In a rhombus ABCD, the altitude from D to the side AB bisects AB.

Given: $A B C D$ is a rhombus, $D E$ is altitude which bisects $A B$ i.e. $A E=E B$

In $\Delta A E D$ and $\Delta B E D$,

$D E=D E$        (Common side)

$\angle D E A=\angle D E B=90^{\circ}$     (Given)

$A E=E B$    (Given)

$\therefore \Delta A E D \cong \Delta B E D$   (By SAS congruence Criteria)

$\Rightarrow A D=B D$      (CPCT)

Also, $A D=A B$      (Sides of rhombus are equal)

$\Rightarrow A D=A B=B D$

Thus, $\Delta A B D$ is an equilateral triangle.
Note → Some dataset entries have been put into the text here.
PR #26548, opened 2023-10-10
Improve use of WSContextService in MP Reactive Streams Operators 3.0

### LINKED ISSUE #26352: Review asynchronous execution in Reactive Streams 3.0
Was: ~Replace ExecutorService in ReactiveStreams30 with ManagedExecutorService~

https://github.com/OpenLiberty/open-liberty/blob/51c0e42e906390c31db6bd58a8579010bf7dfc79/dev/io.openliberty.microprofile.reactive.streams.operators30.internal/src/io/openliberty/microprofile/reactive/streams/operators30/spi/impl/LibertyReactiveStreamsEngineImpl.java#L56 should accept a ManagedExecutorService instead of a standard ExecutorService

Azquelt:
~Use ManagedExecutorService when initially subscribing to streams in RSO 3.0.~

During review, some problems with the initial approach were pointed out:
- Using `ManagedExecutorService` requires a dependency on the `concurrent-x.x` feature, which we're not sure should be required here
- The user can create and configure any number of `ManagedExecutorService`s, and we weren't using a filter to ensure we get the right one.
- If we're using `ManagedExecutorService`, we should allow the user to configure _which_ `ManagedExecutorService` we use. While using the default one is fine in most cases, we don't want to back users into a corner where they want to configure the service one way for one feature and another way for another feature but can't.

So instead:

- Make sure we're using the internal WSContextService singleton (which does not require the concurrent feature and is not configurable by users) and that we're submitting tasks to liberty's global thread pool directly.
  - We may want to check if async is necessary here. If so, we may want to consider allowing the user to configure a different context service.
- Use the mutiny SPI ExecutionModel to instruct mutiny to use an executor which calls WSContextService. This replaces the previous code which wrapped one CompletionStage around another.

For #26352


Azquelt:
#libby
#build

dev/io.openliberty.microprofile.reactive.streams.operators30.internal/src/io/openliberty/microprofile/reactive/streams/operators30/spi/impl/RsoContextExecutor.java
```diff
@@ -0,0 +1,100 @@
...
+    private static final Map<String, ?>[] THREAD_CONTEXT_PROVIDERS = new Map[] {
+                                                                                 Collections.singletonMap(WSContextService.THREAD_CONTEXT_PROVIDER,
+                                                                                                          "com.ibm.ws.classloader.context.provider"),
+                                                                                 Collections.singletonMap(WSContextService.THREAD_CONTEXT_PROVIDER,
+                                                                                                          "com.ibm.ws.javaee.metadata.context.provider"),
+                                                                                 Collections.singletonMap(WSContextService.THREAD_CONTEXT_PROVIDER,
+                                                                                                          "com.ibm.ws.security.context.provider"),
+    };
+
+    @Reference(target = "(service.pid=com.ibm.ws.context.manager)")
```
tevans78, line 49: Comments needed in this class to explain why these filters etc

tevans78 (dismissed):
Approving assuming that the comments will be updated

Azquelt:
Comments added
#libby
#build

abutch3r (approved):
Based on Tom's prior review, comments have been added to address his requested updates

PR #26571, opened 2023-10-11
Update to SmallRye Metrics 5.1.0-RC3 and disable optional test until …

Channyboy:
…MP Metrics 5.1.1

#build

RC3 pulls in a fix for `gc.time` to be a gauge instead of a counter. The TCK has a bug and expects it to be a counter. The optional test is disabled until the TCK can be fixed in `5.1.1`


Channyboy:
Error encountered in PR is not related to this build. There already exists BB item tracking it.

fmhwong (approved):
Can you document why we exclude `MPMetricBaseMetricsTest`?

PR #26585, opened 2023-10-12
A warning message should be logged on restore when a config property is updated after checkpoint even if the property had no default value.

anjumfatima90:
The scenario should occur only when the config property is accessed early during the checkpoint.

When config is injected as Optional<T>, the value doesn't get updated on restore.
But when the config is injected as Provider<T>, the value gets updated on restore.

In both the cases we would log the CWWKC0651W warning message.


anjumfatima90:
#build

tjwatson (approved):

anjumfatima90:
#libby

PR #26586, opened 2023-10-12
Wait for config update in concurrent persistent FAT

tkburroughs:
Test is updating configuration to disable running of persistent tasks but is not waiting for the update to complete, so tasks are running too early. Added a wait for the update to complete and ensure app is started (in case it was restarted).


brideck (approved):

tkburroughs:
#build

PR #26595, opened 2023-10-13
Update annotation on method with entity results

njr-11:
Experiment with various scenarios where the Update annotation is used on a method that returns entity results in various ways.  Include tests.


KyleAure (approved):

njr-11:
#build

PR #26624, opened 2023-10-16
lifecycle methods that return records

njr-11:
Experiment with Insert/Update/Save returning a record rather than a JPA entity.


njr-11:
#build

mswatosh (approved):

PR #26625, opened 2023-10-16
match the spec API for BasicRepository

njr-11:
Remove the `@Delete` annotation for a method of BasicRepository that doesn't match up with the spec.


njr-11:
#build

mswatosh (approved):

PR #26627, opened 2023-10-16
Fix config updates in RAR BeanValidation FAT

tkburroughs:
Test is not waiting for apps to stop when updating config resulting in multiple concurrent attempts to start the same app. Fixed by:
- Removed `@RunWith(FATRunner.class)` from abstract class, as it was preventing `@After` method from running, which waits for app stop and restores original config
- Moved `@Mode(TestMode.FULL)` to test classes, as it was ignored on abstract parent
- Increased application and configuration update wait times if set too small when running locally as some applications took longer than default to start


tkburroughs:
#build

jmstephensgit (approved):

PR #477, opened 2024-02-15
Fix for adding columns to snapshots

ericmuijsvanoord:
Fix to be able to add columns in snapshots.

Changes

1. column_name > column.quoted (column_name does not exist, also in fabric)
2. Changed into statement such that columns appear after SELECT *

### DIFF
--- a/.devcontainer/devcontainer.json
+++ b/.devcontainer/devcontainer.json
@@ -1,11 +1,21 @@
 {
-	"name": "Python 3",
-	"image": "mcr.microsoft.com/devcontainers/python:1-3.10-bookworm",
-	"features": {
-		"ghcr.io/devcontainers/features/docker-in-docker:2": {}
-	},
-	"postStartCommand": "bash .devcontainer/setup_odbc.sh && bash .devcontainer/install_pyenv.sh && bash .devcontainer/setup_env.sh",
-	"runArgs": [
-        "--env-file", "${localWorkspaceFolder}/.devcontainer/test.env"
-    ]
+    "name": "Python 3",
+    "image": "mcr.microsoft.com/devcontainers/python:1-3.10-bookworm",
+    "features": {
+        "ghcr.io/devcontainers/features/docker-in-docker:2": {}
+    },
+    "postStartCommand": "sudo bash .devcontainer/setup_odbc.sh && bash .devcontainer/install_pyenv.sh && bash .devcontainer/setup_env.sh",
+    "containerEnv": {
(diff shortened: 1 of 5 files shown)


ericmuijsvanoord:
@schlich Let me know If I need to do more :)

schlich:
Thanks for the PR!  Ideally I'd like to see a corresponding test that captures the bug -- The fix makes enough sense to me.  Let's try to replicate this failure in a test:

> I get an error when I add new columns to an existing snapshot (destination is available).

I'm not too familiar with snapshots so if you feel like you're not sure how to implement the test in the code base, let's discuss a high level approach here and figure out how it translates.

ericmuijsvanoord:
I don't have a full dev environment for this yet so might take a while.
High level approach:

1. Create a source table
2. Snapshot the table
3. Add column to source table (varchar(100)) for example using ALTER TABLE source_table ADD COLUMN new_varchar varchar(100) NULL
4. Snapshot again
5. Validate if column is added tot the snapshot table

ericmuijsvanoord:
@cody-scott @schlich 
Since this is a bug fix of sqlserver adapter, why can't we reuse testing from dbt-core?
Snapshots are part of the functionalities of dbt-core and covered in these tests. Do we run all tests in dbt-core as well for better coverage?

cody-scott:
Adding my two cents. 

Yes if there is a core test(s) from the default test suite then those should get implemented and overridden as needed.

sdebruyn:
Chiming in here: my colleagues and myself recently did a lot of work for dbt-synapse and dbt-fabric (bringing both to dbt 1.8). We also noticed that dbt-fabric does not implement all the tests it should. It has all tests until dbt 1.4 (that's the point until where I implemented all of them and transferred ownership to Microsoft) but all newer ones haven't been added yet. Our assignment focussed solely on dbt-synapse so we implemented them there. You might be able to leverage a lot of the work we did there.

ericmuijsvanoord:
Thanks for the comments @sdebruyn @cody-scott 

See the latest commits in which I overwrite some of the snapshot test functions to get it to work well.

The main branch did not work as expected:

image

ericmuijsvanoord:
> eagues and myself recently did a lot of work for dbt-synapse and dbt-fabric (bringing both to dbt 1.8). We also noticed that dbt-fabric does not implement all the tests it shou

Maybe a new issue / enhancement should be raised to solve this.

ericmuijsvanoord:
@schlich : let me know in case I need to update something

PR #504, opened 2024-06-24
Simplify for scalability

axellpadilla:
This adapater is for sql-server, add syntax works on sql server, but not on fabric, its expensive to do drop and recreate big tables


cody-scott:
@axellpadilla can you take a look at the 1.8.0rc1 and see if that address this issue?

axellpadilla:
@cody-scott from my understanding of the changes yes, need to merge and deploy it to my local to test it but looks ok, closed because any problem should patched on the new 1.8.0rc1

PR #541, opened 2024-09-09
540 units tests not working as expected

cody-scott:
Adds logic for unit tests supported in 1.8


cody-scott:
Unit tests all pass standard DBT suite. Merging in and will resolve new issues as they arise.

PR #568, opened 2024-10-07
Update unit_tests.sql to replace square brackets with double quotes

danakee:
Replace square brackets with double quotes and insert "." between schema and view in setting of test_view and expected_view.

Therefore, $\angle A=60^{\circ}$

$\Rightarrow \angle C=\angle A=60^{\circ}$    (Opposite angles of rhombus are equal)

And, $\angle A B C+\angle B C D=180^{\circ}$   (Adjacent angles of rhombus are supplementary.)

$\Rightarrow \angle A B C+60^{\circ}=180^{\circ}$

$\Rightarrow \angle A B C=180^{\circ}-60^{\circ}$

$\Rightarrow \angle A B C=120^{\circ}$

$\Rightarrow \angle A D C=\angle A B C=120^{\circ}$

Hence, the angles of rhombus are $60^{\circ}, 120^{\circ}, 60^{\circ}$ and $120^{\circ}$.